[Records to process Boundary: Start]
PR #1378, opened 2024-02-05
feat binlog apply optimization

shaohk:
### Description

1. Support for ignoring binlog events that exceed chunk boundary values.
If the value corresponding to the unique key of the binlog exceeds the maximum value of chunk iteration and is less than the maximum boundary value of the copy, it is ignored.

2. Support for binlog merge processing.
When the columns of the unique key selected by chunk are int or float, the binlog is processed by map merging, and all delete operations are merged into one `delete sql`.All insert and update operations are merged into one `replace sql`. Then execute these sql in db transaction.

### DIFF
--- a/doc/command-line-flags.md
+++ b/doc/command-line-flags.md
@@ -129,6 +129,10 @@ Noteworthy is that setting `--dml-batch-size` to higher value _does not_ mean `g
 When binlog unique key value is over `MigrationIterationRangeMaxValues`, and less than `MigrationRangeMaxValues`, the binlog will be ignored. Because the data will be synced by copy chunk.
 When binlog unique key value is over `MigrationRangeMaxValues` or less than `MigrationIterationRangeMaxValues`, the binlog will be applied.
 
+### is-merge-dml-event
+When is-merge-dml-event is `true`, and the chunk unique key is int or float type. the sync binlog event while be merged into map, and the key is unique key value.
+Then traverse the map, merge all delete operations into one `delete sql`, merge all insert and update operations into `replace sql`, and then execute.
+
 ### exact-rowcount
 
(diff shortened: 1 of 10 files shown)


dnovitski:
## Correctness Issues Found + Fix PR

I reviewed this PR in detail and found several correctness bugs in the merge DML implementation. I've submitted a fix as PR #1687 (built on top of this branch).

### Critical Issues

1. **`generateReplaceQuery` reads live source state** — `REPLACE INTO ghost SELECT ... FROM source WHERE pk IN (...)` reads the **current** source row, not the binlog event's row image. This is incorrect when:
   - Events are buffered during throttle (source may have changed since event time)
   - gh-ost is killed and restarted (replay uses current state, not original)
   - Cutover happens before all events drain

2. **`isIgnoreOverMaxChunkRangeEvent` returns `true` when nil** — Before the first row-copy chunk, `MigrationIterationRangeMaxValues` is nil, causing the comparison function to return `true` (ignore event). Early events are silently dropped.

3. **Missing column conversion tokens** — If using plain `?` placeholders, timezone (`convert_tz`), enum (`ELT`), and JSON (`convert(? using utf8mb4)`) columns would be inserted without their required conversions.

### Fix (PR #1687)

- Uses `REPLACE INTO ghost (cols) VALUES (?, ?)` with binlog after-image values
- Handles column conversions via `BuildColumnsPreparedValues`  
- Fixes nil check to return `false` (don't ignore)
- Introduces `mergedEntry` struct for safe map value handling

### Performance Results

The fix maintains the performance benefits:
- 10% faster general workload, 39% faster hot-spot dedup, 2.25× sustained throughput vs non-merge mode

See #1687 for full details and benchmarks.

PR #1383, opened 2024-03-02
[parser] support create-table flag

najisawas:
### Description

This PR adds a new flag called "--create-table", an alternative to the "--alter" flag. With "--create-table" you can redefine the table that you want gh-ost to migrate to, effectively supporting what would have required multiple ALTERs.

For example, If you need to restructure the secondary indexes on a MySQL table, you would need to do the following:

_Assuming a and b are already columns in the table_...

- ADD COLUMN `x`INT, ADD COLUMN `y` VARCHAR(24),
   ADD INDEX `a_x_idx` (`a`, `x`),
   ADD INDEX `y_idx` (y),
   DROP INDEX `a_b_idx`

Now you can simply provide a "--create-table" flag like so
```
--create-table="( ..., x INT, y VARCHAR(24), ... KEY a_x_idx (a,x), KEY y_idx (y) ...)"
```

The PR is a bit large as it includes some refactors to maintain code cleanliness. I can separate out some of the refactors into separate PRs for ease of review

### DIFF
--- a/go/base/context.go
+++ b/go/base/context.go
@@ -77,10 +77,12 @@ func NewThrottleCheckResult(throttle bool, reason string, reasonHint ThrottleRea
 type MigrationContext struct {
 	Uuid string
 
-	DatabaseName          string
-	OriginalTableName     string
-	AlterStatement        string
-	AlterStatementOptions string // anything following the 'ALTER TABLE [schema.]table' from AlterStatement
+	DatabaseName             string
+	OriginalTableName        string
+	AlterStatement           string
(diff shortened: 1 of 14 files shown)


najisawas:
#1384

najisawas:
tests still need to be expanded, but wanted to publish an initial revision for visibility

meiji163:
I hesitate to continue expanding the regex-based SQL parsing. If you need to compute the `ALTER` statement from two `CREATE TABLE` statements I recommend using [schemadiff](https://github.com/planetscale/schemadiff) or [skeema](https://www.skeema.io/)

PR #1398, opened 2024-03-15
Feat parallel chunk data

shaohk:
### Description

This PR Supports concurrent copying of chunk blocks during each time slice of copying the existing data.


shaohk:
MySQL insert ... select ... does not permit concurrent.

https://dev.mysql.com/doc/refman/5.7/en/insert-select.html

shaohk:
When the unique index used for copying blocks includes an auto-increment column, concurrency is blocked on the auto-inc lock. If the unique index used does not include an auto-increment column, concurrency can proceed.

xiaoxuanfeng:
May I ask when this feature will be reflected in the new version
[Records to process Boundary: End]
[Records to process Boundary: Start]
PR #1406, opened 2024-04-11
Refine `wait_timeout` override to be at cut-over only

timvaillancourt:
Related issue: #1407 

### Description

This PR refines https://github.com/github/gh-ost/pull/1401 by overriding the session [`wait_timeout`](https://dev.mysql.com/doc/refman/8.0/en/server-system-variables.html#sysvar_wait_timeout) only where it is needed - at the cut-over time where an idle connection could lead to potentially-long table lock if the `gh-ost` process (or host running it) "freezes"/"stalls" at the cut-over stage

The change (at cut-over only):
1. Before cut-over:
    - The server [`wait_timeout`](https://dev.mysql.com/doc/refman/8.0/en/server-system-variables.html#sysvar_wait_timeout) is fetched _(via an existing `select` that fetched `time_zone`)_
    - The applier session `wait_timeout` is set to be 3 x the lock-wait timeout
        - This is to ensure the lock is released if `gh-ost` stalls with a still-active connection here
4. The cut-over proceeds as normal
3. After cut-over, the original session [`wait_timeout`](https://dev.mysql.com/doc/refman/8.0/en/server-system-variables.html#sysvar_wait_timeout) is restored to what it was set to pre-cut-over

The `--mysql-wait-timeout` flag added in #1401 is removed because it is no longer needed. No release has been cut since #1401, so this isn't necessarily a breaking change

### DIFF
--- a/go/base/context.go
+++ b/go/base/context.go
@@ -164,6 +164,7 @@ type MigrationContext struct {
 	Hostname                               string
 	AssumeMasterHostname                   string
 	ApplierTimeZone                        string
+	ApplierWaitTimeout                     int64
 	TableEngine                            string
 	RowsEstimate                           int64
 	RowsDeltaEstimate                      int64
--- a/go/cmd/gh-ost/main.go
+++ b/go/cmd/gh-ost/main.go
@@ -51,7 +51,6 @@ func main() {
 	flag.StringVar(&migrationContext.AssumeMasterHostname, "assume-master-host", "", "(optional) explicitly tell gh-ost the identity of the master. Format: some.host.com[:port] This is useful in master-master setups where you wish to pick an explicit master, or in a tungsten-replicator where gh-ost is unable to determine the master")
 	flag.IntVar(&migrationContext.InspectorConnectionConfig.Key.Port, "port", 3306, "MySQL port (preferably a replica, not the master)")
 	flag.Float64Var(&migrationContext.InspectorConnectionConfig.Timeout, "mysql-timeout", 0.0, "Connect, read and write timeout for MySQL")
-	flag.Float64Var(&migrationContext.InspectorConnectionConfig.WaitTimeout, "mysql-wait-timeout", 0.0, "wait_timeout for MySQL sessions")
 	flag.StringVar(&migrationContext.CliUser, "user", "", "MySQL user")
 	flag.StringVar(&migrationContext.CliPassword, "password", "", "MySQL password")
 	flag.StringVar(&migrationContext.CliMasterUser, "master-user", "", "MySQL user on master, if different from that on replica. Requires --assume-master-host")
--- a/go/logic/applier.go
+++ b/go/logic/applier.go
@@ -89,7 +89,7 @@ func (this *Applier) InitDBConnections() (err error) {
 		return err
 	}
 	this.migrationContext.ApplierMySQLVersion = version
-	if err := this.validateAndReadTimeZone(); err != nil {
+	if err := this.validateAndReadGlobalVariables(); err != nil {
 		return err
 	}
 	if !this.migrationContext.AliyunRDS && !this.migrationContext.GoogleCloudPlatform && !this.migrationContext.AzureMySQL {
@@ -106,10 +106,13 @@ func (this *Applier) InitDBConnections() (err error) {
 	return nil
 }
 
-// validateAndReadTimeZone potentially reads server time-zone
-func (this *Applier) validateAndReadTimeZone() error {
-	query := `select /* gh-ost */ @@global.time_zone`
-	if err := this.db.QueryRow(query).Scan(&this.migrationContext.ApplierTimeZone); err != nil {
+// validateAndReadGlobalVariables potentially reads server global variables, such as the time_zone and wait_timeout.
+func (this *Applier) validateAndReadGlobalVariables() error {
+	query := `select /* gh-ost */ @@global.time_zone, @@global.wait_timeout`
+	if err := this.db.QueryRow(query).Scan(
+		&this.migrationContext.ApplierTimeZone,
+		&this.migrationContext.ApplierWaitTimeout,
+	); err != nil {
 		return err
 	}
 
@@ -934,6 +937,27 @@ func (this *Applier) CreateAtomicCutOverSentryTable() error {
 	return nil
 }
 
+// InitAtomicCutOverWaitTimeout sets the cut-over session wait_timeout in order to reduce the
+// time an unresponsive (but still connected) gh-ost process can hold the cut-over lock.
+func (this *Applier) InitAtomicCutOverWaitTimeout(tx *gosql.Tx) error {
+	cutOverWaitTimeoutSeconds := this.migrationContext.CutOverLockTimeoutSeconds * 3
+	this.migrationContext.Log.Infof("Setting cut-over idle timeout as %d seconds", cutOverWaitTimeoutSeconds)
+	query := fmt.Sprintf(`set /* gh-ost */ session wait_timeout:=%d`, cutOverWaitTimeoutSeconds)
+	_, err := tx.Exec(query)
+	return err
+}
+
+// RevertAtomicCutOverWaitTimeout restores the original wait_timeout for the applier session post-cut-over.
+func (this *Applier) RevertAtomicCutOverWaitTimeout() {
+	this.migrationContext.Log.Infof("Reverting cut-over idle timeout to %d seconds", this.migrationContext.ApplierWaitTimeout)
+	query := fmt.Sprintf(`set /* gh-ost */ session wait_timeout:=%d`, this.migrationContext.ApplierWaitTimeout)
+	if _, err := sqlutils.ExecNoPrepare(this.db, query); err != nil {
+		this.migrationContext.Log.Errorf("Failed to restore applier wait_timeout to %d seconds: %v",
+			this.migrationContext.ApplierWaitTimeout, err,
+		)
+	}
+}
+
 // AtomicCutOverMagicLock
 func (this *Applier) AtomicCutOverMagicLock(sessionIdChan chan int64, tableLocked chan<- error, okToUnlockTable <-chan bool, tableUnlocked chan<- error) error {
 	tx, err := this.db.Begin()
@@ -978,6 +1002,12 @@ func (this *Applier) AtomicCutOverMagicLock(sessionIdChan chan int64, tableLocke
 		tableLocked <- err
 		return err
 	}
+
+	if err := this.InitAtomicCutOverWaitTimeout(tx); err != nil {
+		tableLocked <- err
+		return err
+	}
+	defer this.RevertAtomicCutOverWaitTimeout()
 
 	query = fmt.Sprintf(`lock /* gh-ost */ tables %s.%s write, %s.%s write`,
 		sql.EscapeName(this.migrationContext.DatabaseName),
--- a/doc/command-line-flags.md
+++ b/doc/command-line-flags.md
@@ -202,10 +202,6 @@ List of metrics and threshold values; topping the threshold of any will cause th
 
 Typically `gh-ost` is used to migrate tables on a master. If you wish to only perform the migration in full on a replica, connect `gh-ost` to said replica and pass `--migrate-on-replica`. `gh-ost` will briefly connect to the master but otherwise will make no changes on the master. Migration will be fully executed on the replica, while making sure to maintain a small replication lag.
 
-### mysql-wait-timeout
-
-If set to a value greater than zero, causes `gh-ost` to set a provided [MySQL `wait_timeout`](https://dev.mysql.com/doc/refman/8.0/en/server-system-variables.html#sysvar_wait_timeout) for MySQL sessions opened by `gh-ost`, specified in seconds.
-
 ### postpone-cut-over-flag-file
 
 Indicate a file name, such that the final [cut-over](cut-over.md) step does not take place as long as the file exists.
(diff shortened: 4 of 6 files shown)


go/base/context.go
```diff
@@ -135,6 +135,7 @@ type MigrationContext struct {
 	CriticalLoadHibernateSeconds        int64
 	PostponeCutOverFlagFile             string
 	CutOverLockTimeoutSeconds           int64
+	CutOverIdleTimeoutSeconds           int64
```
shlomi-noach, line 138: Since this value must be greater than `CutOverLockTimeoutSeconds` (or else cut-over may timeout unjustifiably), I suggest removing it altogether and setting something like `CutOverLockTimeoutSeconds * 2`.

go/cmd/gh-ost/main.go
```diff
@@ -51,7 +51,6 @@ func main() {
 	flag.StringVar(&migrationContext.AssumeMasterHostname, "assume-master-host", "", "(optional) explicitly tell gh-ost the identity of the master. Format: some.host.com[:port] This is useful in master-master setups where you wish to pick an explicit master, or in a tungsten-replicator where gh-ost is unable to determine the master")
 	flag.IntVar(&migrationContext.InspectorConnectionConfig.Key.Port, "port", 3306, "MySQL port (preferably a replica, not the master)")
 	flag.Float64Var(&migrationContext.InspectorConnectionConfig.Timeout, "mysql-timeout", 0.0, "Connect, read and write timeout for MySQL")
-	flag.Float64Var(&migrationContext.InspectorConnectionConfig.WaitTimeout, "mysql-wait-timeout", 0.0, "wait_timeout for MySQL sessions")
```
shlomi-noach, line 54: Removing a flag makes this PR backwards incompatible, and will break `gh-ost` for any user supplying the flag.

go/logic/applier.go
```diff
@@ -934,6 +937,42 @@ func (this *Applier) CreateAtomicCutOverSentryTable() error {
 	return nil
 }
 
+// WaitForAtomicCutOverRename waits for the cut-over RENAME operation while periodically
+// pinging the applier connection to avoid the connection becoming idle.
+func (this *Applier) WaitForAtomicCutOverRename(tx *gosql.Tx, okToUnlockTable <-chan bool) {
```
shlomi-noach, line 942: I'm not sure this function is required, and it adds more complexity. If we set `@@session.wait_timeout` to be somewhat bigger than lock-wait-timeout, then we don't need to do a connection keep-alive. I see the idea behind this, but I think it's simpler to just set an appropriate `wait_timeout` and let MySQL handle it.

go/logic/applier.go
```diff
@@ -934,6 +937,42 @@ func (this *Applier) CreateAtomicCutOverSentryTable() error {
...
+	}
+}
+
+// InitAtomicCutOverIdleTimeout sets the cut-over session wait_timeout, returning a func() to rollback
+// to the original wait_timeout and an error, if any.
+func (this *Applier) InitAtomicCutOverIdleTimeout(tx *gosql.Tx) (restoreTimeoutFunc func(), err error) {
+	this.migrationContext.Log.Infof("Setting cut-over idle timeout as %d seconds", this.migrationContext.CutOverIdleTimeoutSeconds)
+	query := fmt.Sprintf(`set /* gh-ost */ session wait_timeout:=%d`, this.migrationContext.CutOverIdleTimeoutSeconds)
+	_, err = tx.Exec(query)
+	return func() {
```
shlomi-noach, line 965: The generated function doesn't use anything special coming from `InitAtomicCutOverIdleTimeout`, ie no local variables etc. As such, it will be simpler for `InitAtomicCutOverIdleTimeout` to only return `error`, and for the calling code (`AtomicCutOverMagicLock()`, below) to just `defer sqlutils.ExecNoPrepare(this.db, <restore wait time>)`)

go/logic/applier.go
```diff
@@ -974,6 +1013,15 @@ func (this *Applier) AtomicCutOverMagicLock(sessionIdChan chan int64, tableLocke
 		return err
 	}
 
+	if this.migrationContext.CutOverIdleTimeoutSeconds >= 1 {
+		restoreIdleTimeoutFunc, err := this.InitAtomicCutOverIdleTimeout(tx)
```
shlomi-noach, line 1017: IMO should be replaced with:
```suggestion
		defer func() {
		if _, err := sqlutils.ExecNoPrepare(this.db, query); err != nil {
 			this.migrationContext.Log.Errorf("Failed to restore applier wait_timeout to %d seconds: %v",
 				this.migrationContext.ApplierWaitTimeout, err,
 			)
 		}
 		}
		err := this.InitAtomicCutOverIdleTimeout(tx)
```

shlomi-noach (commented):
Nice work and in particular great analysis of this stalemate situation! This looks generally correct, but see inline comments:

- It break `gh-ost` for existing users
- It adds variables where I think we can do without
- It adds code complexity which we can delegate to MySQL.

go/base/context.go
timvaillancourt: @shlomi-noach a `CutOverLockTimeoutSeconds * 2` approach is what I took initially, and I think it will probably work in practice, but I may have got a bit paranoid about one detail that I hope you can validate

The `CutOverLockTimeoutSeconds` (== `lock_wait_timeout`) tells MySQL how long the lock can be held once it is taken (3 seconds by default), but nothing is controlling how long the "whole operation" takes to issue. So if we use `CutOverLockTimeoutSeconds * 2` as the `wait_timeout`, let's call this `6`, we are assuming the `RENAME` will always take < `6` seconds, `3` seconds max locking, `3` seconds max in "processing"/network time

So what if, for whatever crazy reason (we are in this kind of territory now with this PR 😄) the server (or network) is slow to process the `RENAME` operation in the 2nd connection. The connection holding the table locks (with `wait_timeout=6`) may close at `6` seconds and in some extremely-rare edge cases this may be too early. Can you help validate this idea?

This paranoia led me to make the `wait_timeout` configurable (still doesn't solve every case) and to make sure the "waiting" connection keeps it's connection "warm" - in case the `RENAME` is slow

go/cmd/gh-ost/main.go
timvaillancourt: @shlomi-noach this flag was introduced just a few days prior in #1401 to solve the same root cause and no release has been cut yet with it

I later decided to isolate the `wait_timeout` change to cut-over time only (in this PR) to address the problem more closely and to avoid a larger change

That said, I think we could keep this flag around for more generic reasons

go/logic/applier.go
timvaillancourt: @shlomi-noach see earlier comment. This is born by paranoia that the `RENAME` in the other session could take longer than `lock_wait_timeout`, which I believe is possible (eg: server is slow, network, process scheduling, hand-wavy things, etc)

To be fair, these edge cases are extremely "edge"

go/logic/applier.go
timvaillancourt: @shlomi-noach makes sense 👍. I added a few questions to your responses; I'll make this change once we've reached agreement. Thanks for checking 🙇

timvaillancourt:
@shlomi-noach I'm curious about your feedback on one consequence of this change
[Records to process Boundary: End]
- _What needs to be done_:
Give back every line of the listing where the word "tables" shows up.

- _Your solution_:
 	query = fmt.Sprintf(`lock /* gh-ost */ tables %s.%s write, %s.%s write`,
 Typically `gh-ost` is used to migrate tables on a master. If you wish to only perform the migration in full on a replica, connect `gh-ost` to said replica and pass `--migrate-on-replica`. `gh-ost` will briefly connect to the master but otherwise will make no changes on the master. Migration will be fully executed on the replica, while making sure to maintain a small replication lag.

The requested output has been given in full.